INSTRUCTIONS FOR THE TASK: Which of the lines in the data mention the string "basics"? List them all.

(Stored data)
#####

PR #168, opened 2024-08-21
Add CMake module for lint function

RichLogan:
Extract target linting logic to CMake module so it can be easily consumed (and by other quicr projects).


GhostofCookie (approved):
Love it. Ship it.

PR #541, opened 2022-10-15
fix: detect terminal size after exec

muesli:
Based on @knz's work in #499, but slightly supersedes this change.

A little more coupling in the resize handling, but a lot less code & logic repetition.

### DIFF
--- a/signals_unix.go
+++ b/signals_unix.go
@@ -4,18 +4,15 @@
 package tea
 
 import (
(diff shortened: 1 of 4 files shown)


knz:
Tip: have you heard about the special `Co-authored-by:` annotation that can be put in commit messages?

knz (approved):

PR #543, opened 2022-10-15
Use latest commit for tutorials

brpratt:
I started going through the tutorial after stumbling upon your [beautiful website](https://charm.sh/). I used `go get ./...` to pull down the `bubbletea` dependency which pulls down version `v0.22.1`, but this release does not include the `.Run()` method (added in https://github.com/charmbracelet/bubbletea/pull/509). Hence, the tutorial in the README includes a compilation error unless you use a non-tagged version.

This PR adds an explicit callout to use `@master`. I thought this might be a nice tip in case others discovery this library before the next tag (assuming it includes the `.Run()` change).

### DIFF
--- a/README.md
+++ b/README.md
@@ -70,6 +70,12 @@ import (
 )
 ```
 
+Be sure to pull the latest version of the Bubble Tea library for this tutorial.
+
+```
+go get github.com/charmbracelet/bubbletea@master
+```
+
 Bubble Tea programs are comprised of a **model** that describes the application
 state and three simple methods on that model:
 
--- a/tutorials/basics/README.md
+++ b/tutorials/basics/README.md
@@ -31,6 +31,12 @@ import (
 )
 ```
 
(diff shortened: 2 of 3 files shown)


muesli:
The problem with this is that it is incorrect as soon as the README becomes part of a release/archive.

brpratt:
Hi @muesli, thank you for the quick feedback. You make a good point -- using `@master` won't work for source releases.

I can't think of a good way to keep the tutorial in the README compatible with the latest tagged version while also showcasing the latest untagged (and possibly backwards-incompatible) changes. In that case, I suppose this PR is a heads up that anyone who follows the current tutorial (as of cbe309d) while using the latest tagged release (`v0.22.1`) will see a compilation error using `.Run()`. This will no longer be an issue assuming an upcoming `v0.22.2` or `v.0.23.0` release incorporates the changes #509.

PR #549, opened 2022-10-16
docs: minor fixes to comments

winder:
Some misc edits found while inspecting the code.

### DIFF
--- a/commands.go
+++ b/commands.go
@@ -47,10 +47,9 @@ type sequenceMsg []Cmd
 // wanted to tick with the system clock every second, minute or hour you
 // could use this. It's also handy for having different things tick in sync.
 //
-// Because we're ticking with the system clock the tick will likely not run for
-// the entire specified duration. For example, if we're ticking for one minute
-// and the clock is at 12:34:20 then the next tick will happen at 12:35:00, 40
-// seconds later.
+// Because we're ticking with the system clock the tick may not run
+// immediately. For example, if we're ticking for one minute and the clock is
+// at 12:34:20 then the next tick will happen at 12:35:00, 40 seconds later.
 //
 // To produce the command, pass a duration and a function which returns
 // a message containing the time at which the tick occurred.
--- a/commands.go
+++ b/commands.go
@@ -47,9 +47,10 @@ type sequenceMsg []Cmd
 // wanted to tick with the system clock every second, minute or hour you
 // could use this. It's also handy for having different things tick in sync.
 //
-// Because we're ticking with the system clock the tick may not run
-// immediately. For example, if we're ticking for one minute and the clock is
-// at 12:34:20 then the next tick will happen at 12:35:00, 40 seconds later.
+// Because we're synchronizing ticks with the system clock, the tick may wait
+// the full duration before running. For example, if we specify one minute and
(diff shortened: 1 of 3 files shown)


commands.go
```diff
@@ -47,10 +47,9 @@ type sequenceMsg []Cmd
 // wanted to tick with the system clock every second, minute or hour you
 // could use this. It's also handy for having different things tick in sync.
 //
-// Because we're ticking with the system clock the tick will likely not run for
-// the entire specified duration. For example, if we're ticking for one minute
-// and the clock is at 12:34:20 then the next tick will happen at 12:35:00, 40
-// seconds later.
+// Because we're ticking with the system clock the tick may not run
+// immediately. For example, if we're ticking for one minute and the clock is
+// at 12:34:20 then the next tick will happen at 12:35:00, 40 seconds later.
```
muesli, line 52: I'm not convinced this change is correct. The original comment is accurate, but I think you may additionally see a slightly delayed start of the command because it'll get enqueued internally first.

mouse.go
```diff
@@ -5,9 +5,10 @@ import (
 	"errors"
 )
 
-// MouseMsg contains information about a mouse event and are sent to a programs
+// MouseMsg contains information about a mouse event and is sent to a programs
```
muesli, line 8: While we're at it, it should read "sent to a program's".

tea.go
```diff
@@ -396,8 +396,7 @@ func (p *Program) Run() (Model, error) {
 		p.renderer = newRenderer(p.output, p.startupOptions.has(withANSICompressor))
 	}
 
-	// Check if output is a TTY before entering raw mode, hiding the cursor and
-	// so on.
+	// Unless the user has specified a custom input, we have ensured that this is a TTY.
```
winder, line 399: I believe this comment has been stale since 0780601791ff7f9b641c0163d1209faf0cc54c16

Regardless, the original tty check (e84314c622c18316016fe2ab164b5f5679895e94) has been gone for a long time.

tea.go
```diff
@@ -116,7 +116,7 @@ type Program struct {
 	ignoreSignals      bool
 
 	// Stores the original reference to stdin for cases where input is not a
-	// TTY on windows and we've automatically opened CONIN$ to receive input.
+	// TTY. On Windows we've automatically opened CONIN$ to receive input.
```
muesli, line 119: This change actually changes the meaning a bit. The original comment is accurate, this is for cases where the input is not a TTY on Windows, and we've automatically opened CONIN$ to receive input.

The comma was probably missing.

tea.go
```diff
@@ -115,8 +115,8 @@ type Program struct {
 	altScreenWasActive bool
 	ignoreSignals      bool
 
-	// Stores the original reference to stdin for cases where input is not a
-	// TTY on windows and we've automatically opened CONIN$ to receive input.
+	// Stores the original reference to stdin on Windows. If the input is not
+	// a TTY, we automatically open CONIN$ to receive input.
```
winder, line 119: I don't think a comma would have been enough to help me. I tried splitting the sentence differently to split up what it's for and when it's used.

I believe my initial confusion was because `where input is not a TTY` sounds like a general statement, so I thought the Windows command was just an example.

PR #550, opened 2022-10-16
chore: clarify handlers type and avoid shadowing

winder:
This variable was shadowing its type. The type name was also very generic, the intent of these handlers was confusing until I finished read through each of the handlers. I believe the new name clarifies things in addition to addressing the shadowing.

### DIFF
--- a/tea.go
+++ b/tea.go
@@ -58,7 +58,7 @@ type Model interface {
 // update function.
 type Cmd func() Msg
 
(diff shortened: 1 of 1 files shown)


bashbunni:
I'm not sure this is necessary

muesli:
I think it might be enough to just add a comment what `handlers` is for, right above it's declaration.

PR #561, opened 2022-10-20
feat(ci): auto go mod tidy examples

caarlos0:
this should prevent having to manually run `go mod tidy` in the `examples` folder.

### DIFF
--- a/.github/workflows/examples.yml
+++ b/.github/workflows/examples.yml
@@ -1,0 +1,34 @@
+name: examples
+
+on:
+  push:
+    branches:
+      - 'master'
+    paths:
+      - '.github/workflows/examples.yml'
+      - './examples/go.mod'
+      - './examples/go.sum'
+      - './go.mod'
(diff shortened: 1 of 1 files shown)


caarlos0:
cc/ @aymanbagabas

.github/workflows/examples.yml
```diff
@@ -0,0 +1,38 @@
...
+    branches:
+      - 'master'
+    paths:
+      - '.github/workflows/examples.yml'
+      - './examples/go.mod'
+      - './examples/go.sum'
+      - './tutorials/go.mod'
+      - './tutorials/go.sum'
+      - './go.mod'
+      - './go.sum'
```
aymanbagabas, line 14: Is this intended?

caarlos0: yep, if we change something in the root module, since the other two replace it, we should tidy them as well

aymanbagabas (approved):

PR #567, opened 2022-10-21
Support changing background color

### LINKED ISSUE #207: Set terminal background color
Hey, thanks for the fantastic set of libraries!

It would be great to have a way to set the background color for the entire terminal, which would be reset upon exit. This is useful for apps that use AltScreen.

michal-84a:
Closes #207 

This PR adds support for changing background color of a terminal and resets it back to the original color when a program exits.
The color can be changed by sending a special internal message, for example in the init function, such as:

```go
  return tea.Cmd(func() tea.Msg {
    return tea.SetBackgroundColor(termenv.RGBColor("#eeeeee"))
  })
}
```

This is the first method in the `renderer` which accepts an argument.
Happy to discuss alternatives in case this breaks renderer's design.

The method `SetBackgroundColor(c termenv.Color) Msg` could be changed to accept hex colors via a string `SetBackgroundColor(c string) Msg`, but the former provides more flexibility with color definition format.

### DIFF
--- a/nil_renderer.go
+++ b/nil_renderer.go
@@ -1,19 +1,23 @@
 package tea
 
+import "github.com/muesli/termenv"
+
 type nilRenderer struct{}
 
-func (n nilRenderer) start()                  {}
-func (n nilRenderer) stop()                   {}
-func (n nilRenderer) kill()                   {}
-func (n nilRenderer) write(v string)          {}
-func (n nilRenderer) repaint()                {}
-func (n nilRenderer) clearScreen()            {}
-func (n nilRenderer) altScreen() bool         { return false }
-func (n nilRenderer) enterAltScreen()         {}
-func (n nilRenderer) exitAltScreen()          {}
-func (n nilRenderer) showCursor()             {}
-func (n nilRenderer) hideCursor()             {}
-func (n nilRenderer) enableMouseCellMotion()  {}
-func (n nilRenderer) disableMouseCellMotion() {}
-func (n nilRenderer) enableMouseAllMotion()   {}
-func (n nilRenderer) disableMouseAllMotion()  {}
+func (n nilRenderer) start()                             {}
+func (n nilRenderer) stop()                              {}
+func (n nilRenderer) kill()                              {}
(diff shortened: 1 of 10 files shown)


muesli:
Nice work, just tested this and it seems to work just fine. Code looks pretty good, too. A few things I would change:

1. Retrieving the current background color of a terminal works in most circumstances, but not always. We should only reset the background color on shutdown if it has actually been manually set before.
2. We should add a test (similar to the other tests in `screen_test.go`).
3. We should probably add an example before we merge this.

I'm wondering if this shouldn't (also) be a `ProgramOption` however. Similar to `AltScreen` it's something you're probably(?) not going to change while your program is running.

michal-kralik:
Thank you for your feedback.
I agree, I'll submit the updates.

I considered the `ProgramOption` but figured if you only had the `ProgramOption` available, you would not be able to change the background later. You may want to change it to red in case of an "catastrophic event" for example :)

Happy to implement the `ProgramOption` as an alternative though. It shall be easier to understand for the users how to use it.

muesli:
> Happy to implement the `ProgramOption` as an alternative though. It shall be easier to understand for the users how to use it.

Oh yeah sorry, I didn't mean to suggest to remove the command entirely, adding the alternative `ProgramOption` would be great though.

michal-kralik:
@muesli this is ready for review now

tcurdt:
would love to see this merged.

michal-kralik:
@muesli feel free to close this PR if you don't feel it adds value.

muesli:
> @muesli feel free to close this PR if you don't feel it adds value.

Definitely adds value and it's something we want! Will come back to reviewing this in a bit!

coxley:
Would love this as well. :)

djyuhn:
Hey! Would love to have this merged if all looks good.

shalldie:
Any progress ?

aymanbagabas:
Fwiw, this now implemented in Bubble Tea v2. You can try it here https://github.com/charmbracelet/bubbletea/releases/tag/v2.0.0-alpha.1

#####

THE ANSWER:
--- a/tutorials/basics/README.md
+++ b/tutorials/basics/README.md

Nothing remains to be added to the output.